• [Data supplied]:
⟨

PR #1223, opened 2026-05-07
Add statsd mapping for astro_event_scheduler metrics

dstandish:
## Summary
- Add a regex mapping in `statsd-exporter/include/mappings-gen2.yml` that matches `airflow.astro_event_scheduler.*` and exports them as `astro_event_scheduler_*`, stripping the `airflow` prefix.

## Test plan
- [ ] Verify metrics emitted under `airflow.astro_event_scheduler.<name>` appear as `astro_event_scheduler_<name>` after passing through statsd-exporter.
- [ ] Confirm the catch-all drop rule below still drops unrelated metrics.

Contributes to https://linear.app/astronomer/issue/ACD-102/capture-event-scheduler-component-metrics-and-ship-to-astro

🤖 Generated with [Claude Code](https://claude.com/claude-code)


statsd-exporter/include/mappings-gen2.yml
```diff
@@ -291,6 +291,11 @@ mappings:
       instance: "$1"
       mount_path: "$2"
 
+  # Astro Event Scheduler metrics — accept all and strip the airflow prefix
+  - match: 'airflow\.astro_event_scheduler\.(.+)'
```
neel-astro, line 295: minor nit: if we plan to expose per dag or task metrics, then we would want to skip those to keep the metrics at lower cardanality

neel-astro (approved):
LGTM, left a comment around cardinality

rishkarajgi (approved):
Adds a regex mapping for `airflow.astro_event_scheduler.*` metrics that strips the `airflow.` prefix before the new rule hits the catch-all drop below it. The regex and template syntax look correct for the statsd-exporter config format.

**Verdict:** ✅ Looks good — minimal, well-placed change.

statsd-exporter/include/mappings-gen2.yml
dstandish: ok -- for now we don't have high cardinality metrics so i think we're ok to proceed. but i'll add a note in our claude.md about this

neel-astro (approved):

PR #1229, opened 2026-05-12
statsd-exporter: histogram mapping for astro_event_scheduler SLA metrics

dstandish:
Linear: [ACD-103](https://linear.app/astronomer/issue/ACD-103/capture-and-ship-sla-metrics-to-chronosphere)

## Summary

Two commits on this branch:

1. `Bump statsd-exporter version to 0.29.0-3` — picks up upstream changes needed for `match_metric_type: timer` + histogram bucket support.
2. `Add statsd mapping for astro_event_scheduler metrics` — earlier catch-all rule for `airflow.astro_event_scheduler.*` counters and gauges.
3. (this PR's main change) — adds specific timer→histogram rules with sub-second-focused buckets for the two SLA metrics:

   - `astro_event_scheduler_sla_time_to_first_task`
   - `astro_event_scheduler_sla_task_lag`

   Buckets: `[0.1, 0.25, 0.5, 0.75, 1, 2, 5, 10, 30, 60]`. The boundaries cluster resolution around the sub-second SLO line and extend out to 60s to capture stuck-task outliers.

⟩

• [What to work on]:
Line by line, return the whole listing without a single difference.

• [Result]:
PR #1223, opened 2026-05-07
Add statsd mapping for astro_event_scheduler metrics

dstandish:
## Summary
- Add a regex mapping in `statsd-exporter/include/mappings-gen2.yml` that matches `airflow.astro_event_scheduler.*` and exports them as `astro_event_scheduler_*`, stripping the `airflow` prefix.

## Test plan
- [ ] Verify metrics emitted under `airflow.astro_event_scheduler.<name>` appear as `astro_event_scheduler_<name>` after passing through statsd-exporter.
- [ ] Confirm the catch-all drop rule below still drops unrelated metrics.

Contributes to https://linear.app/astronomer/issue/ACD-102/capture-event-scheduler-component-metrics-and-ship-to-astro

🤖 Generated with [Claude Code](https://claude.com/claude-code)


statsd-exporter/include/mappings-gen2.yml
```diff
@@ -291,6 +291,11 @@ mappings:
       instance: "$1"
       mount_path: "$2"
 
+  # Astro Event Scheduler metrics — accept all and strip the airflow prefix
+  - match: 'airflow\.astro_event_scheduler\.(.+)'
```
neel-astro, line 295: minor nit: if we plan to expose per dag or task metrics, then we would want to skip those to keep the metrics at lower cardanality

neel-astro (approved):
LGTM, left a comment around cardinality

rishkarajgi (approved):
Adds a regex mapping for `airflow.astro_event_scheduler.*` metrics that strips the `airflow.` prefix before the new rule hits the catch-all drop below it. The regex and template syntax look correct for the statsd-exporter config format.

**Verdict:** ✅ Looks good — minimal, well-placed change.

statsd-exporter/include/mappings-gen2.yml
dstandish: ok -- for now we don't have high cardinality metrics so i think we're ok to proceed. but i'll add a note in our claude.md about this

neel-astro (approved):

PR #1229, opened 2026-05-12
statsd-exporter: histogram mapping for astro_event_scheduler SLA metrics

dstandish:
Linear: [ACD-103](https://linear.app/astronomer/issue/ACD-103/capture-and-ship-sla-metrics-to-chronosphere)

## Summary

Two commits on this branch:

1. `Bump statsd-exporter version to 0.29.0-3` — picks up upstream changes needed for `match_metric_type: timer` + histogram bucket support.
2. `Add statsd mapping for astro_event_scheduler metrics` — earlier catch-all rule for `airflow.astro_event_scheduler.*` counters and gauges.
3. (this PR's main change) — adds specific timer→histogram rules with sub-second-focused buckets for the two SLA metrics:

   - `astro_event_scheduler_sla_time_to_first_task`
   - `astro_event_scheduler_sla_task_lag`

   Buckets: `[0.1, 0.25, 0.5, 0.75, 1, 2, 5, 10, 30, 60]`. The boundaries cluster resolution around the sub-second SLO line and extend out to 60s to capture stuck-task outliers.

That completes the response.